# [Data in this exercise]
⟨
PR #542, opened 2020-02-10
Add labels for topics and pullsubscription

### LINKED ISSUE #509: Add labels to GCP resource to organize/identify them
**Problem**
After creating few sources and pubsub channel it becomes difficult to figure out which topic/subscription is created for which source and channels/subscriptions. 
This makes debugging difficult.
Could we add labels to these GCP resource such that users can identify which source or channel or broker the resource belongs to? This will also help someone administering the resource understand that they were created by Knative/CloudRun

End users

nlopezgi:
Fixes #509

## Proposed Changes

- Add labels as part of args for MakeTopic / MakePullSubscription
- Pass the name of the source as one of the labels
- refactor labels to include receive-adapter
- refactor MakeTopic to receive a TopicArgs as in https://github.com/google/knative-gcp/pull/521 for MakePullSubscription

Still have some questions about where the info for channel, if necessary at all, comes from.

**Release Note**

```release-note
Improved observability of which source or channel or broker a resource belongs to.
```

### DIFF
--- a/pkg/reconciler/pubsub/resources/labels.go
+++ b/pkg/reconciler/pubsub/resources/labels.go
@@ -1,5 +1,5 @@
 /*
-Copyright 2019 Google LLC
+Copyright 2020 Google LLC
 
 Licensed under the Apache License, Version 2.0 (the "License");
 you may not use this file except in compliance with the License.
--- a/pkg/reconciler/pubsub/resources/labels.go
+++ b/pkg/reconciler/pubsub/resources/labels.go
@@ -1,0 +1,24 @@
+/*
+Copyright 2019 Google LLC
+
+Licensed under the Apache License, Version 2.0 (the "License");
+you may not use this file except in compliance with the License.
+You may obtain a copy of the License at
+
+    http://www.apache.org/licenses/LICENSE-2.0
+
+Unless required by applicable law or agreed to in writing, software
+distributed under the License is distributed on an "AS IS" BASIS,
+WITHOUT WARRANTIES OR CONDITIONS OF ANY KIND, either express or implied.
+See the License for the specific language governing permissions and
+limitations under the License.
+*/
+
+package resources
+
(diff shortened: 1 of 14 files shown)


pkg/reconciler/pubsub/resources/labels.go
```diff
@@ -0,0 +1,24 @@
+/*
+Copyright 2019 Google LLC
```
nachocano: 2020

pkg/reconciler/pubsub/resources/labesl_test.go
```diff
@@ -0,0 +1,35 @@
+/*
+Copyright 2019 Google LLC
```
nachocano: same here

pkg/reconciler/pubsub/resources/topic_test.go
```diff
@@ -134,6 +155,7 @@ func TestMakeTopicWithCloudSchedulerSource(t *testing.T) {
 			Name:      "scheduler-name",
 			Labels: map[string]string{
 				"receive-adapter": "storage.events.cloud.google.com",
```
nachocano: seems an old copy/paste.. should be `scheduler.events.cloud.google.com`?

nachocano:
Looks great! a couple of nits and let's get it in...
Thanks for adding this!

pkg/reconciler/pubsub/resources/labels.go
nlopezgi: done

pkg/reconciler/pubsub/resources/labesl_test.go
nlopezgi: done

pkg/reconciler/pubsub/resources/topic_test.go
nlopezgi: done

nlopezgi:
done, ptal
⟩
# [Problem details]
Word for word, transcribe all of the material.

# [Answer to this exercise]
PR #542, opened 2020-02-10
Add labels for topics and pullsubscription

### LINKED ISSUE #509: Add labels to GCP resource to organize/identify them
**Problem**
After creating few sources and pubsub channel it becomes difficult to figure out which topic/subscription is created for which source and channels/subscriptions. 
This makes debugging difficult.
Could we add labels to these GCP resource such that users can identify which source or channel or broker the resource belongs to? This will also help someone administering the resource understand that they were created by Knative/CloudRun

End users

nlopezgi:
Fixes #509

## Proposed Changes

- Add labels as part of args for MakeTopic / MakePullSubscription
- Pass the name of the source as one of the labels
- refactor labels to include receive-adapter
- refactor MakeTopic to receive a TopicArgs as in https://github.com/google/knative-gcp/pull/521 for MakePullSubscription

Still have some questions about where the info for channel, if necessary at all, comes from.

**Release Note**

```release-note
Improved observability of which source or channel or broker a resource belongs to.
```

### DIFF
--- a/pkg/reconciler/pubsub/resources/labels.go
+++ b/pkg/reconciler/pubsub/resources/labels.go
@@ -1,5 +1,5 @@
 /*
-Copyright 2019 Google LLC
+Copyright 2020 Google LLC
 
 Licensed under the Apache License, Version 2.0 (the "License");
 you may not use this file except in compliance with the License.
--- a/pkg/reconciler/pubsub/resources/labels.go
+++ b/pkg/reconciler/pubsub/resources/labels.go
@@ -1,0 +1,24 @@
+/*
+Copyright 2019 Google LLC
+
+Licensed under the Apache License, Version 2.0 (the "License");
+you may not use this file except in compliance with the License.
+You may obtain a copy of the License at
+
+    http://www.apache.org/licenses/LICENSE-2.0
+
+Unless required by applicable law or agreed to in writing, software
+distributed under the License is distributed on an "AS IS" BASIS,
+WITHOUT WARRANTIES OR CONDITIONS OF ANY KIND, either express or implied.
+See the License for the specific language governing permissions and
+limitations under the License.
+*/
+
+package resources
+
(diff shortened: 1 of 14 files shown)


pkg/reconciler/pubsub/resources/labels.go
```diff
@@ -0,0 +1,24 @@
+/*
+Copyright 2019 Google LLC
```
nachocano: 2020

pkg/reconciler/pubsub/resources/labesl_test.go
```diff
@@ -0,0 +1,35 @@
+/*
+Copyright 2019 Google LLC
```
nachocano: same here

pkg/reconciler/pubsub/resources/topic_test.go
```diff
@@ -134,6 +155,7 @@ func TestMakeTopicWithCloudSchedulerSource(t *testing.T) {
 			Name:      "scheduler-name",
 			Labels: map[string]string{
 				"receive-adapter": "storage.events.cloud.google.com",
```
nachocano: seems an old copy/paste.. should be `scheduler.events.cloud.google.com`?

nachocano:
Looks great! a couple of nits and let's get it in...
Thanks for adding this!

pkg/reconciler/pubsub/resources/labels.go
nlopezgi: done

pkg/reconciler/pubsub/resources/labesl_test.go
nlopezgi: done

pkg/reconciler/pubsub/resources/topic_test.go
nlopezgi: done

nlopezgi:
done, ptal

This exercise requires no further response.